Develop Your Own Model

This guide shows the minimal changes required to add a new model into Dexbotic.

You only need to define three classes:

  1. Config – extend DexboticConfig with your custom parameters.
  2. Model – extend DexboticVLMModel to define how model is built.
  3. ForCausalLM – extend DexboticForCausalLM to define everything with training/inference.

1. Config Example

python
# mymodel_arch.py
from dataclasses import dataclass, field
from dexbotic.modeling.dexbotic_arch import DexboticConfig

@dataclass
class MyModelConfig(DexboticConfig):
    """Custom config for MyModel"""
    action_dim: int = field(default=7)       # e.g. 3 pos + 3 rot + 1 gripper
    chunk_size: int = field(default=16)      # length of action sequence
    action_head_arg: str = field(default='xxx')  # example argument

👉 This is similar to CogActConfig in cogact_arch.py.

2. Model Example

To implement a custom model based on DexboticVLMModel, you should:

  1. Implement your own _build_xxx_module methods (e.g., _build_action_head_module, _build_mm_vision_module, etc.) for each submodule you want to support.

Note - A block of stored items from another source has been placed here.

PR #367, opened 2019-12-29
Adds regex to allow IP search in domain filter

### LINKED ISSUE #354: Ability to search for IP
These four URLs cannot be searched in explorer:
https://github.com/citizenlab/test-lists/blob/master/lists/global.csv#L1148-L1151

The problem is from the frontend.
http://explorer.ooni.org/search?until=2019-12-04&domain=1.1.1.1&test_name=web_connectivity&since=2019-11-01

## Expected Behavior
Ability to search for IP

## Actual Behavior
error: `Please enter a valid domain name, such as twitter.com`

  1. write: 1.1.1.1

SaptakS:
Should fix #354 

Things done in this PR:
- Regex checks to allow for IP addresses in the domain filter in the sidebar. I have made a separate regex pattern for IP, just in case we want to create a separate regex only for IP or a separate UI filter or use only the IP regex somewhere else. However if the general consensus is to add the regex in the current domain regex, then I am flexible to do that.
-  I have also increased the TLD part of regex in domain filter from 5 to 7. This is to accomodateTLDs like `website` which i myself use for my personal website.
- Also updated the error message and placeholder to better give idea.


hellais:
I am not 100% sure the changes we are rolling out in the API which optimise the query time, will work with IP addresses.
@FedericoCeratto do you know?

static/lang/en.json
```diff
@@ -298,8 +298,8 @@
   "Country.NetworkProperties.InfoBox.Label.Middleboxes.NotFound": "No middleboxes detected",
   "Country.NetworkProperties.Button.ShowMore": "Show more networks",
   "Search.Sidebar.Domain": "Domain",
-  "Search.Sidebar.Domain.Placeholder": "e.g. twitter.com",
-  "Search.Sidebar.Domain.Error": "Please enter a valid domain name, such as twitter.com",
+  "Search.Sidebar.Domain.Placeholder": "e.g. twitter.com or 1.1.1.1",
+  "Search.Sidebar.Domain.Error": "Please enter a valid domain name or IP address, such as twitter.com or 1.1.1.1",
```
hellais: We should remember to update the master translations file with the updated strings. cc @sarathms

SaptakS: @hellais isn't the `static/lang/translations.js` the master translations file? Because I have updated that.

hellais: We also have an internal spreadsheet which is used to generate all the translation files.

SaptakS: okay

  2. In each _build_xxx_module method, always check if the module has already been built (e.g., via getattr(self, 'xxx', None)) to avoid rebuilding or overwriting existing modules.

  3. In initialize_model, you can update config with extra_config, and then rebuild all submodules as needed.

Notes:

  • Each _build_xxx_module method should first check whether self already has the module to avoid duplicate construction.

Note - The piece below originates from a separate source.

PR #373, opened 2020-01-16
Enables UTC timings in codebase

### LINKED ISSUE #368: Make sure we use UTC time when showing measurements
Following up from https://github.com/ooni/explorer/pull/364#pullrequestreview-337165238, we should make sure we're using UTC time when showing measurements. I am not so familiar with the codebase to state that we must always use UTC, but we most likely need UTC in most cases.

  • It is recommended that all custom submodules be implemented in the form of _build_xxx_module for future extension and management.

python
import torch
import torch.nn as nn
from dexbotic.modeling.dexbotic_arch import DexboticVLMModel

class MyModel(DexboticVLMModel):
    def __init__(self, config: MyModelConfig):
        super().__init__(config)
        if config.action_head_arg is not None:
            self.action_head = self._build_action_head_module(config)

    def _build_action_head_module(self, config: CogActConfig):
        if getattr(self, 'action_head', None) is not None:
            return self.action_head
        self.action_head = build_action_model(config)
        return self.action_head

    @property
    def action_head_module(self) -> nn.Module:
        return self.action_head

    @property
    def action_head_prefix(self) -> str:
        return 'action_head'

    def initialize_model(self, extra_config: dict):
        for key, value in extra_config.items():
            setattr(self.config, key, value)
        self.mm_vision_tower = self._build_mm_vision_module(self.config.mm_vision_tower)
        self.mm_projector = self._build_mm_projector_module(self.config)
        self.action_head = self._build_action_head_module(self.config)

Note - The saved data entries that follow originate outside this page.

PR #393, opened 2020-02-06
Add support to show Tor test measurements

### LINKED ISSUE #333: Present findings in Explorer for Tor
Depends on: https://github.com/ooni/api/issues/118

sarathms:
Fixes #333 

**Preview**

image

@hellais please help resolving these:
* Do we deem it as an OK (`green7`) measurement only if {for all x/y, x==y} is true for bridges and directory authorities? And an anomaly in all other cases? Or do we just show the information like in the screenshot (blue hero)?
* I have relaxed the width for the name column unlike in `probe-desktop`. In any case, it doesn't work well on mobile. How about using a wrapping row for mobile layouts? The `react-table` hook we use use has [a plugin to render the table using Flexbox](https://github.com/tannerlinsley/react-table/blob/master/docs/api/useFlexLayout.md) (non `<table>` rendering) What do you think?


hellais:
> Do we deem it as an OK (green7) measurement only if {for all x/y, x==y} is true for bridges and directory authorities? And an anomaly in all other cases? Or do we just show the information like in the screenshot (blue hero)?

Yes I think we should do green if ALL of the obfs4 proxy bridges are reachable AND ALL the directory authorities are also reachable.

If some of them are not reachable, we should go for anomaly orange.

@NullHypotheis @holantonela what do you think? Does this seem reasonable?

> I have relaxed the width for the name column unlike in probe-desktop. In any case, it doesn't work well on mobile. How about using a wrapping row for mobile layouts? 

I need to research this a bit to understand if wrapping a column is an acceptable solution. My intuition though tells me that it's maybe not a good idea and we should rather be hiding or truncating some information.

I suggest we land this as it is and file an issue for how we should improve the mobile layout of the table.

holantonela:
The table needs some adjustments:
- [ ] the text should be aligned to the left (LTR should be contemplated).
- [ ] we can fix the header position so when the user scroll doesn't get lost in rows.
- [ ] in small screen devices we can fix the first column. Scrolling right will allow users to see all the table.
- [ ] zebra stripes improve readability. I highly recommend it. We could also use less hard black in the dividers.
- [ ] do we need to render the 64 characters' names? Can we strip that name? something like `abc1...5efg` might work. Users can get the entire name via JSON.

We can start with these suggestions and see how next iteration looks.

hellais:
@holantonela Thanks for your input on this. They all seem like reasonable suggestion. I will comment on a few on which I have some doubts.

Also the design of this changed a bit in the last weeks.

Here is a screenshot of the latest:
Screenshot 2020-03-05 at 15 45 21

>  in small screen devices we can fix the first column. Swiping left will allow users to see all the table.

This is for desktop only.

I think we should probably have a point after which you cannot resize the window because many things will break. The minimum size of the window is such that it should work well on any desktop screen (the default window size is 1008x646px).

hellais:
@holantonela thanks for your input. I filed a new issue for this in here: https://github.com/ooni/explorer/issues/420.

We probably also want to consolidate this view so we don't duplicate code across desktop and explorer.

Probe Desktop currently look like this: 
Screenshot 2020-03-05 at 15 45 21

PR #395, opened 2020-02-11
Show Call to Action when no data available

### LINKED ISSUE #291: Add call to action to download OONI Probe when no data is available
It was suggested by a community member that it would be useful to add a call to action on the country pages when no data is available.

In general we should also sprinkle call to actions to download OONI Probe in various other pages too.

sarathms:
Fixes #291

Currently looks like this:
image

@agrabeli You can update the copy for the key "Country.Overview.CallToAction". I just used the text from the linked issue.

@hellais Let me know what changes to make to the styling of box.


hellais:
This is great!

I think the call to action box could do with some styling improvements, though.

I made a mockup for how I think it should look like here: https://sketch.cloud/s/4WvGZ/a/kz1Z2D

components/country/OverviewCharts.js
```diff
@@ -31,24 +32,33 @@ const StyledTestGroupSelector = styled(Flex)`
...
-      </StyledCallToActionBox>
+      </Box>
+      <Flex alignItems='center' mx={4} my={4} flexDirection={['column', 'row']}>
+        <Box mr={4} mb={[3, 0]}>
+          <NLink href='https://ooni.org/install'><a>
+            <Button><FormattedMessage id='Country.Overview.NoData.Button.InstallProbe' /></Button>
+          </a></NLink>
+        </Box>
+        <Box>
+          <Button hollow><FormattedMessage id='Country.Overview.NoData.Button.OoniRunLink' /></Button>
```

👉 This mirrors what CogActModel does in cogact_arch.py.

3. ForCausalLM Example

Implement your own ForCausalLM class. Develop your own forward method.

python
from dexbotic.modeling.dexbotic_arch import DexboticForCausalLM,CausalLMOutputDexbotic


class MyModelForCausalLM(DexboticForCausalLM):
    config_class = MyModelConfig

    def _real_init(self, config: MyModelConfig):
        self.model = MyModel(config)
        self.lm_head = nn.Linear(config.hidden_size, config.vocab_size, bias=False)
        self.post_init()

    def forward(self,
                ...
                ) -> CausalLMOutputDexbotic:

        ...

        return CausalLMOutputDexbotic(
            ...

        )

👉 This is the minimal wrapper, just like CogACTForCausalLM.